Hi Kim, should I add you as contributor ?

[kimbarrett]

So far as I can tell, there's no guarantee that os::reserve_memory will return an address with any
particular alignment. Since the earlier attempt with unaligned storage failed, it may only be by accident
that this isn't failing as well. We have os::reserve_memory_aligned, or could add an extra region to
the desired size and align up the result.

[tstuefe]

os::reserve_memory addresses are always regular-page-aligned. But os::reserve_memory_aligned may be better here since I guess the addresses would better have been region-size-aligned, so aligned to G1HeapRegion::GrainWords. That could be larger than system page size.

[kimbarrett]

Too bad the only way to find out about that alignment behavior is to dig into the sources for all ports
and read the documentation for the underlying OS function. :(

[tstuefe]

Wrong size; release_memory takes bytes, not words. Use sz.

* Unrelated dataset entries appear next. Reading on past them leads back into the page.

Issue #775, opened 2026-08-11
native-devtools sockets: multi-server contention (attach-to-every-sim + latest-bind-wins + unlink-on-stop)


filip131311:
## Summary

When more than one argent tool-server runs on the same host (a second dev
instance, a stale/orphaned instance, or another agent session's server), the
native-devtools injection sockets become a three-way hazard:

1. **Attach-to-every-sim**: each tool-server's simulator watcher initializes a
   NativeDevtools service — and binds `/tmp/argent-nd-<UDID>.sock` — for
   **every** booted simulator, even devices that server will never drive. A
   session doing Android-only work through a dev tool-server knocked out an
   unrelated iOS session's devtools on a different simulator.
2. **Latest-bind-wins**: the blueprint unlinks any existing socket file before
   binding (`fs.unlinkSync(socketPath)` in `native-devtools.ts`, "remove stale
   socket file from a crashed previous run"). A *live* server's socket is
   indistinguishable from a crashed one, so every server start silently steals
   all future app connections; the losing server keeps its established
   connections but every relaunched app connects to the thief.
3. **Unlink-on-stop kills survivors**: when the last-binding server stops, its
   cleanup removes the socket file — the surviving servers' listeners are gone
   from the filesystem, so no app can connect to *anyone* until something
   rebinds.

## Observed failure signatures (all reproduced live, 2026-08-11)

- flow `launch` step: `could not connect to native devtools for <bundleId>…` —
  the app connected to another server's socket; the flow's server waits out its
  connect window in vain. Reproduced on demand: the failure windows correlate
  1:1 with another server instance's start timestamps (`22:07`, `22:10:57`,
  `22:15:51`, `22:16:55` across two independent sessions).
- `ViewInspector RPC timed out: <method>` mid-flow — when the steal happens
  between a flow's app relaunch and its first RPC.
- With three sessions (two scoped experiments + one unrelated Android A/B loop
  restarting its dev server per run), no session could keep a stable devtools
  connection on any simulator.

Also worth noting operationally: there is no in-band way to identify or
negotiate with the process holding the socket — `lsof` + process-tree forensics
was the only way to find the owner.

## Sketch of remedies (not prescriptive)

- Scope: only claim devtools sockets for devices a server is actually asked to
  drive (lazy claim on first tool call for that UDID), or honor an explicit
  device allowlist. (An `ARGENT_DEVTOOLS_ONLY_UDID` env filter prototype made
[...]

Issue #774, opened 2026-08-11
iOS simulator: keyboard shift state wedges mid-session — '@' types as '2', '+' as '='


filip131311:
## Summary

On the iOS simulator, `keyboard` types shifted characters via a shift-modifier HID keystroke. Part-way through a session the simulator's shift state wedges, and from then on **every shifted character lands unshifted** for the rest of that session:

- `@` types as `2`
- `+` types as `=`

So `filip+test@example.com` is entered as `filip=test2example.com`. Nothing errors — the tool reports success and the auto-screenshot shows the wrong text in the field.

## Environment

- argent 0.20.0
- iPhone 17 Pro simulator, iOS 26.4 (also seen on the same host with iOS 26.x generally)
- macOS host (Darwin 25.5.0, Apple silicon)
- App under test: Expensify NewDot (React Native), built from source; the affected field is the sign-in "Phone or email" input

## Steps to reproduce

1. Boot an iPhone simulator and launch any app with a plain text input.
2. Use `keyboard` repeatedly across a session to type strings containing `@` or `+` (e.g. drive a sign-in flow several times in a row, each time typing a unique email).
3. Early runs type the address correctly. After some number of runs, the shifted characters stop being shifted — `@` becomes `2`, `+` becomes `=` — and stay broken for the remainder of the session.

Rebooting the simulator clears it, but it recurs after further use.

## Why this looks like an argent bug, not a simulator quirk

In the same session, on the same simulator, typing the same strings:

- **maestro** (XCUITest `typeText`) — unaffected, types `@` correctly
- **agent-device** — unaffected, types `@` correctly
- **argent `keyboard`** — wedged

That isolates it to argent's sim-server keyboard path rather than to the simulator's HID stack in general.

## Hypothesis (untested)

The wedge direction is informative. If shift were stuck *down* we would see everything over-shifted; instead nothing is shifted, so the shift key-down is either not landing or being released before the character keypress registers — i.e. a modifier/keypress ordering race in the HID report sequence rather than a stuck modifier.

Worth checking whether the per-key cadence is involved: `keyboard`'s default `delayMs` is 50, and there is a related known issue where remote sim-server typing needs `delayMs >= 150` to be reliable. A first experiment would be to type `@` in a loop at varying `delayMs` until it wedges, and see whether a higher delay prevents it.

## Impact

[...]

PR #778, opened 2026-08-11
fix(flows): ride out iOS main-thread stalls instead of failing the step

filip131311:
## Problem

iOS flows against a heavy app (Expensify NewDot, release sim build) intermittently error with

```
✗  4 tap "Continue" — ViewInspector RPC timed out: Application.getState
```

The only known mitigation was enabling **Reduce Motion** on the simulator — which shouldn't be a functional requirement, and (as the investigation showed) wasn't actually the mechanism.

## Root cause

The injected ViewInspector handlers hop onto the app's **main thread** (`dispatch_sync` in `DevtoolsConnection.m`). During a heavy first-launch cold start (first Hermes parse, asset decode, on a loaded host) the main thread can be pinned past the flat **5s** RPC timeout, and the flow layer turns one timed-out read into a step error:

- every iOS tree read first runs target auto-resolution → an `Application.getState` probe per connected app, per read — the cheap probe is the first to hit the stall;
- `settleTree`'s 3s window < the 5s RPC timeout, so an action step's **first** stalled read exhausts the window and throws;
- a default `await` (7.5s) gets ~1 stalled attempt;
- the flow launch readiness gate (8s) sits below the same stall ceiling, because the dylib's connect is also main-thread-gated.

Steady-state RPCs are fast (instrumented: `getState` p50 0ms / max 402ms, `getFullHierarchy` p50 9–12ms — even with animations on and a 14-core CPU load). Only the stall window is the problem; Reduce Motion merely shortened it below the cliff (and correlated with cache warming from repeated relaunches).

Error-code note: these failures are `NATIVE_DEVTOOLS_RPC_TIMEOUT` on an **established** connection — distinct from the multi-server socket-contention family (#775), which surfaces as `could not connect to native devtools` at launch.

## Fix (three coordinated changes, tool-server only)

1. **`getFullHierarchy` RPC timeout 5s → 15s** — mirrors the Android devtools client's 5s default / 15s `getHierarchy` tiers. Every other method (incl. `getState` and the interactive point queries) keeps 5s, so one-shot agent tools stay snappy on a wedged app.
2. **Flows remember the launched app** (`launchedNativeApp` on the run state, threaded to iOS tree reads; invalidated by `launch-app`/`restart-app`/`reinstall-app`/`open-url`/`button` `tool:` steps; shared with nested `run:` flows). It is a **timeout arbiter only**: auto-resolution still runs on every read, and any *answered* resolution — including the deliberate "single app but backgrounded" guard — wins. The hint decides the target only when the resolution probe itself dies of an RPC timeout and the hinted app's devtools connection is still up.
3. **Launch readiness gate 8s → 15s** — same stall class, same budget.

Accepted trade-offs (from adversarial design review): a persistent outage now takes longer to report (a dead-but-connected app fails an `await` after up to ~2 slow reads instead of three 5s ones), and a stall that clears right at a settle deadline can act on a single post-stall read (previously a hard error). Both were judged worth the removal of the false-failure class; the review also killed an earlier variant of this fix that would have bypassed the backgrounded-app guard.

## Verification

- **Fault injection**: a DYLD-inserted dylib pins the app's main thread on demand (12s). Pre-fix, deterministically reproduces both historical signatures — mid-flow stall → `tap error: ViewInspector RPC timed out: Application.getState`; launch-window stall → `launch error: could not connect`. Post-fix: **5/5 green** across both stall placements ×2 + no-stall control.
- **Android regression**: the same sign-in flow on the Android emulator through the patched server — green (the hint is iOS-only by construction; Android/Chromium tree paths unchanged).
- **Unit tests**: new `flow-ios-tree-launch-hint.test.ts` (6 cases: timeout fallback, no-hint rethrow, disconnected-hint rethrow, backgrounded-guard preserved, non-timeout rethrow, answered-resolution-beats-hint); existing `flow-ios-tree-no-windows` and `native-target-app` suites green. Full tool-server suite: 3875 passed; the 7 failures in `bind-failure/startup/lens-telemetry` tests fail identically on pristine `origin/main` sources in this environment (pre-existing, unrelated).

Related: #775 (multi-server devtools socket contention, filed from the same investigation), #774 (sim keyboard shift wedge, unrelated mechanism ruled out during triage).

### DIFF
--- a/packages/tool-server/src/blueprints/native-devtools.ts
+++ b/packages/tool-server/src/blueprints/native-devtools.ts
@@ -478,6 +478,16 @@ export const nativeDevtoolsBlueprint: ServiceBlueprint<NativeDevtoolsApi, Device
         );
       }
       const id = nextRpcId++;
+      // The injected handlers hop onto the app's MAIN thread; a heavy cold
+      // start (first Hermes parse, asset decode) can pin it for several
+      // seconds, and the flow runner re-reads the hierarchy through exactly
+      // that window. Give the flows' workhorse read time to ride the stall out
+      // instead of failing the step — mirroring the Android devtools client's
+      // 5s default / 15s getHierarchy tiers. Everything else (including the
+      // per-read Application.getState probe and the interactive point queries)
+      // keeps the 5s ceiling so one-shot agent tools stay snappy on a wedged
+      // app.
+      const timeoutMs = method === "ViewHierarchy.getFullHierarchy" ? 15_000 : 5_000;
       return new Promise((resolve, reject) => {
         pendingRpc.set(id, { resolve, reject });
         conn.socket.write(
@@ -498,7 +508,7 @@ export const nativeDevtoolsBlueprint: ServiceBlueprint<NativeDevtoolsApi, Device
               })
             );
           }
-        }, 5000);
+        }, timeoutMs);
       });
     }
 
--- a/packages/tool-server/src/tools/flows/flow-actions.ts
+++ b/packages/tool-server/src/tools/flows/flow-actions.ts
@@ -1417,7 +1417,11 @@ async function waitForIdle(
     // backend), so serializing them would double the round without buying
     // anything.
     const [read, frame] = await Promise.all([
-      settleWithin(fetchFlowTree(env.registry, env.device, env.launchedNativeApp), roundBudget, env.signal).then((r) => {
+      settleWithin(
+        fetchFlowTree(env.registry, env.device, env.launchedNativeApp),
+        roundBudget,
+        env.signal
+      ).then((r) => {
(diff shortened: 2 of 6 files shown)


filip131311:
Corroboration from a second environment (different session, iPhone 17 Pro / iOS 26.5, argent 0.20.0, Expensify full-login variant with a mock backend): Reduce Motion was load-bearing there too — the flow runner failed with the same ViewInspector RPC timeout signature without it, consistent with the cold-start-stall mechanism (that variant's first launch is heavier: from-scratch start plus full sign-in). Also for #775's impact ledger: the devtools socket steal cost that session a discarded measurement round and ~40 minutes across three incidents, two caused by a session working on a different platform entirely.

This explains also the crash on Windows you told me about in your mail. Was this patch also in the testing queue?

[tstuefe]

Suggested change

	char* addr = os::reserve_memory_aligned(sz, lpsz, mtTest);
	char* addr = os::reserve_memory_aligned(sz, G1HeapRegion::GrainBytes, mtTest);

@MBaesken you want to align the start address at region size; not sure the G1 code we call in this test cares, but it might.

[kimbarrett]

Looks good.

[kimbarrett]

Too bad the only way to find out about that alignment behavior is to dig into the sources for all ports
and read the documentation for the underlying OS function. :(

[MBaesken]

/contributor add kimbarrett

[openjdk]

@MBaesken kimbarrett was not found in the census.

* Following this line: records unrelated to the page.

PR #780, opened 2026-08-12
fix(flow): floor every settle at two read attempts

j-piasecki:
`settleTree` bounded its polling by a 3s window but never bounded the number of reads it took, and a tree read can fail by TIMING OUT. Every tree source's RPC timeout outlasts that window, the shortest being iOS's 5s, so the window fit exactly one such read: "every read in the window failed", the condition the throw reports as a tree-source outage, collapsed into "the first read was slow", erroring a tap/type/scroll step on one transient blip with no retry at all.

The floor makes the deadline stop deciding how much evidence an outage verdict is drawn from. `await`/`assert` have never had this flaw, since `waitForCondition`'s final poll already guarantees a second attempt, so this is the same guarantee given to the directives that resolve through a settle.

A run whose reads answer inside the window pays nothing: two reads are what a settle already costs there. A run whose reads outlast it pays a second read, and gets a settle it never actually got before, since past the deadline the old code returned its single tree having compared it against nothing. A wedged source costs two full reads rather than one, and a read is several RPCs deep with each hop on its own timeout, so that is tens of seconds on a step that used to fail in one read. The alternative is the step failing on evidence the window was too short to gather.

### DIFF
--- a/packages/tool-server/src/tools/flows/flow-actions.ts
+++ b/packages/tool-server/src/tools/flows/flow-actions.ts
@@ -220,6 +220,20 @@ const FOCUS_REPORTING_SOURCES: ReadonlySet<DescribeSource> = new Set([
 const SETTLE_POLL_MS = 250;
 const SETTLE_TIMEOUT_MS = 3000;
 
+// Read attempts every settle makes before it may conclude anything, enforced
+// even once the window has closed. A read can fail by TIMING OUT, and every
+// tree source's RPC timeout outlasts the 3s window (the shortest is iOS's 5s),
+// so the window fits only one such read: without a floor, "every read in the
+// window failed", which the throw below reports as a tree-source outage, would
+// collapse into "the first read was slow", erroring a step on one transient
+// blip with no retry at all. The second read is not bounded by the window
+// either, and a read is several RPCs deep, each on its own timeout, so a wedged
+// source costs two full reads and tens of seconds, and a source that answers
+// slowly pays a second read where it used to end on one. `await`/`assert` have
+// always had this floor in `waitForCondition`'s final poll; this is the same
+// guarantee for the directives that resolve through a settle.
+const SETTLE_MIN_READS = 2;
+
 // `scroll-to`: a bounded number of momentum-free increments. Each travels half
 // the clip window along the scroll axis (half the screen when no `within`
 // container is named) — < 1 viewport, so consecutive viewports overlap and a
@@ -428,25 +442,26 @@ function readFlowTree(env: ActionEnv): Promise<DescribeTreeData> {
  * from landing mid-deceleration (where a scroll view swallows it) or acting on a
  * frame that has already moved.
  *
- * Throws when EVERY read in the window failed: that is a tree-source outage
+ * Throws when EVERY read attempt failed: that is a tree-source outage
  * (e.g. native devtools disconnected mid-run — `fetchFlowTree` refuses to
  * degrade to a trimmed tree), not a mid-animation blip, and swallowing it would
  * convert the outage into a misleading "element not found" downstream. The
  * throw lands in the step's structured report via `execLeafStep`'s catch.
  *
+ * "Every attempt" is at least {@link SETTLE_MIN_READS} of them: the deadline
+ * bounds the polling, never the number of reads taken, so a read slow enough to
+ * outlast the window on its own is retried rather than treated as the whole
+ * evidence.
+ *
  * `skipProvenOutage` rethrows {@link ActionEnv.treeOutage} instead of buying
  * that window again. Not a shorter budget: a threshold low enough to spare a
  * source serving no tree at all would also abandon the mid-navigation blip the
- * retry above exists for. But the memo is a prediction: one window mints it,
- * nothing re-tests it, and on iOS a window can be one stalled read. The
- * deadline below is only tested after a read RETURNS, and the read a window
- * issues is `ViewHierarchy.getFullHierarchy` on the 15s RPC tier #778 gave it,
- * behind a serial 5s `Application.getState` probe, so a 3000ms window can spend
- * ~20s on the single sample it then mints the verdict from. Being wrong costs a
- * settle, not a step: {@link settleForGesture} swallows the throw - and says
- * so, warning every gesture it spares, so a run whose prediction was wrong
- * reports which greens went out unsettled. Any directive read that comes back
- * retires it, as does a relaunch.
+ * retry above exists for. But the memo is a prediction: one window mints it and
+ * nothing re-tests it. Being wrong costs a settle, not a step:
+ * {@link settleForGesture} swallows the throw - and says so, warning every
+ * gesture it spares, so a run whose prediction was wrong reports which greens
+ * went out unsettled. Any directive read that comes back retires it, as does a
+ * relaunch.
  *
  * What it costs: an outage that lasted a full window, in a run that then never
  * reads the tree again and never relaunches, leaves later gestures unsettled
@@ -463,6 +478,7 @@ export async function settleTree(
   let prevFp: string | undefined;
   let prevTree: DescribeNode | undefined;
   let lastError: Error | undefined;
+  let reads = 0;
   for (;;) {
     if (env.signal?.aborted) return undefined;
     // Inside the loop so the abort above still wins, but only ever true on the
@@ -481,6 +497,7 @@ export async function settleTree(
       // transient describe failure mid-navigation — retry until the deadline
       lastError = read.cause;
     }
+    reads += 1;
     // The abort can land while the read above is in flight (e.g. the HTTP
     // client disconnecting mid-flow trips the run's AbortController). Without
     // this re-check the two-identical-reads return below — or the deadline's
@@ -495,6 +512,10 @@ export async function settleTree(
       prevTree = tree;
     }
     if (Date.now() >= deadline) {
+      // Owed another attempt: retry back-to-back rather than sleeping out a
+      // poll interval the window no longer has (`waitForCondition`'s final
+      // poll does the same). Bounded — `reads` rises on every pass.
+      if (reads < SETTLE_MIN_READS) continue;
       if (prevTree === undefined && lastError !== undefined) {
         if (env.treeOutage) env.treeOutage.proven = { deviceId: env.device.id, error: lastError };
         throw lastError;
--- a/packages/tool-server/src/tools/flows/flow-actions.ts
+++ b/packages/tool-server/src/tools/flows/flow-actions.ts
@@ -477,12 +477,12 @@ function readFlowTree(env: ActionEnv): Promise<DescribeTreeData> {
  * reports which greens went out unsettled. Any directive read that comes back
  * retires it, as does a relaunch.
  *
- * What it costs: an outage that lasted a full window, in a run that then never
- * reads the tree again and never relaunches, leaves later gestures unsettled
- * even once it clears. That is a flow of nothing but coordinate gestures giving
- * up a best-effort settle it never had before this directive existed, against
- * every one of those gestures otherwise paying the window for a settle that is
- * not coming.
+ * What it costs: an outage that failed every read attempt, in a run that then
+ * never reads the tree again and never relaunches, leaves later gestures
+ * unsettled even once it clears. That is a flow of nothing but coordinate
+ * gestures giving up a best-effort settle it never had before this directive
+ * existed, against every one of those gestures otherwise paying a whole settle,
+ * window and floor reads alike, for a tree that is not coming.
  */
 export async function settleTree(
   env: ActionEnv,
--- a/packages/tool-server/src/tools/flows/flow-actions.ts
+++ b/packages/tool-server/src/tools/flows/flow-actions.ts
@@ -454,7 +454,11 @@ function readFlowTree(env: ActionEnv): Promise<DescribeTreeData> {
  * "Every attempt" is at least {@link SETTLE_MIN_READS} of them: the deadline
  * bounds the polling, never the number of reads taken, so a read slow enough to
  * outlast the window on its own is retried rather than treated as the whole
- * evidence.
+ * evidence. The price lands on the best-effort return: if that retry then
+ * fails, `prevTree` is the first read's tree handed back a read-duration later
+ * (bounded by the tree source's own RPC ceiling), older than what the bare
+ * deadline would have returned. Paid because a single successful read has been
+ * compared against nothing and is no settle at all.
  *
  * `skipProvenOutage` rethrows {@link ActionEnv.treeOutage} instead of buying
  * that whole settle again, window and floor reads alike. Not a shorter budget:
--- a/packages/tool-server/src/tools/flows/flow-actions.ts
+++ b/packages/tool-server/src/tools/flows/flow-actions.ts
@@ -464,8 +464,13 @@ function readFlowTree(env: ActionEnv): Promise<DescribeTreeData> {
  * evidence. The price lands on the best-effort return: if that retry then
  * fails, `prevTree` is the first read's tree handed back a read-duration later
  * (bounded by the tree source's own RPC ceiling), older than what the bare
- * deadline would have returned. Paid because a single successful read has been
- * compared against nothing and is no settle at all.
+ * deadline would have returned. Paid for what the retry buys, which differs by
+ * branch. After a failed first read it buys evidence: the outage throw rests on
+ * two failed attempts rather than on one slow read, and a retry that succeeds
+ * there still returns a lone tree matched against nothing. After a successful
+ * first read it buys a fresher sample, since the retry's tree comes back
+ * whether or not the fingerprints match, and with it the settle's only chance
+ * to converge.
  *
  * `skipProvenOutage` rethrows {@link ActionEnv.treeOutage} instead of buying
  * that whole settle again, window and floor reads alike. Not a shorter budget:
--- a/packages/tool-server/src/tools/flows/flow-actions.ts
+++ b/packages/tool-server/src/tools/flows/flow-actions.ts
@@ -1135,8 +1135,8 @@ async function runPinch(
  * the tree several times per step, so the extra fetch is noise, and the
  * resolution path every other directive shares stays untouched.
  *
- * The one read {@link ActionEnv.treeOutage} must not spare, unlike the settle
- * window {@link settleForGesture} skips: this answer is DISPATCHED, not waited
+ * The one read {@link ActionEnv.treeOutage} must not spare, unlike the whole
+ * settle {@link settleForGesture} skips: this answer is DISPATCHED, not waited
  * on. A stale verdict would degrade a centre rotate on a phone from the
  * edge-safe vertical placement the real aspect picks (Down points at
  * y = 0.278 / 0.722) to the aspect-1 fallback, which puts both fingers 0.48 off
@@ -1147,9 +1147,11 @@ async function runPinch(
  *
  * A true verdict costs one failed read instead, which the caller degrades past
  * exactly as it degrades past a skip - but not for free: this read carries no
- * budget and no signal, so on iOS it is the 15s hierarchy tier, longer than the
- * 3s window the memo saved. That is the price of never dispatching geometry off
- * a prediction, and it is what every rotate paid before the memo existed.
+ * budget and no signal, so on iOS it is the 15s hierarchy tier. Less than the
+ * whole settle the memo saved - window and floor reads alike, two reads on that
+ * same tier when the source fails by timing out - but still the price of never
+ * dispatching geometry off a prediction, and what every rotate paid before the
+ * memo existed.
  */
 async function fetchScreenAspect(env: ActionEnv): Promise<number | undefined> {
   try {
--- a/packages/tool-server/src/tools/flows/flow-actions.ts
+++ b/packages/tool-server/src/tools/flows/flow-actions.ts
@@ -470,7 +470,10 @@ function readFlowTree(env: ActionEnv): Promise<DescribeTreeData> {
  * there still returns a lone tree matched against nothing. After a successful
  * first read it buys a fresher sample, since the retry's tree comes back
  * whether or not the fingerprints match, and with it the settle's only chance
- * to converge.
+ * to converge. The best-effort return also reaches `snapshot: { cropOn }`
+ * through {@link waitForFrame}, where the whole retry widens the gap between
+ * the read the crop rectangle comes from and the capture, so the crop can be
+ * measured against a layout the pixels no longer show.
  *
  * `skipProvenOutage` rethrows {@link ActionEnv.treeOutage} instead of buying
  * that whole settle again, window and floor reads alike. Not a shorter budget:
--- a/packages/tool-server/src/tools/flows/flow-actions.ts
+++ b/packages/tool-server/src/tools/flows/flow-actions.ts
@@ -231,9 +231,13 @@ const SETTLE_TIMEOUT_MS = 3000;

Syntax: /contributor (add|remove) [@user | openjdk-user | Full Name <email@address>]. For example:

• /contributor add @openjdk-bot
• /contributor add duke
• /contributor add J. Duke <[email protected]>

User names can only be used for users in the census associated with this repository. For other contributors you need to supply the full name and email address.

[MBaesken]

/contributor add kbarrett

[openjdk]

@MBaesken
Contributor Kim Barrett <[email protected]> successfully added.

[MBaesken]

/contributor add stuefe

[openjdk]

@MBaesken
Contributor Thomas Stuefe <[email protected]> successfully added.

[MBaesken]

Thanks for the reviews !

/integrate

[openjdk]

Going to push as commit ceb0c0f.
Since your change was applied there have been 181 commits pushed to the master branch:

• 5160cfb: 8362889: [GCC static analyzer] leak in libstringPlatformChars.c
• 0735dc2: 8362846: Windows error reporting for dll_load doesn't check for a null buffer
• 79f9d8d: 8350050: Shenandoah: Disable and purge allocation pacing support
• ... and 178 more: https://git.openjdk.org/jdk/compare/e0245682c8d5a0daae055045c81248c12fb23c09...master

Your commit was automatically rebased without conflicts.

[openjdk]

@MBaesken Pushed as commit ceb0c0f.

💡 You may see a message that your pull request was closed with unmerged commits. This can be safely ignored.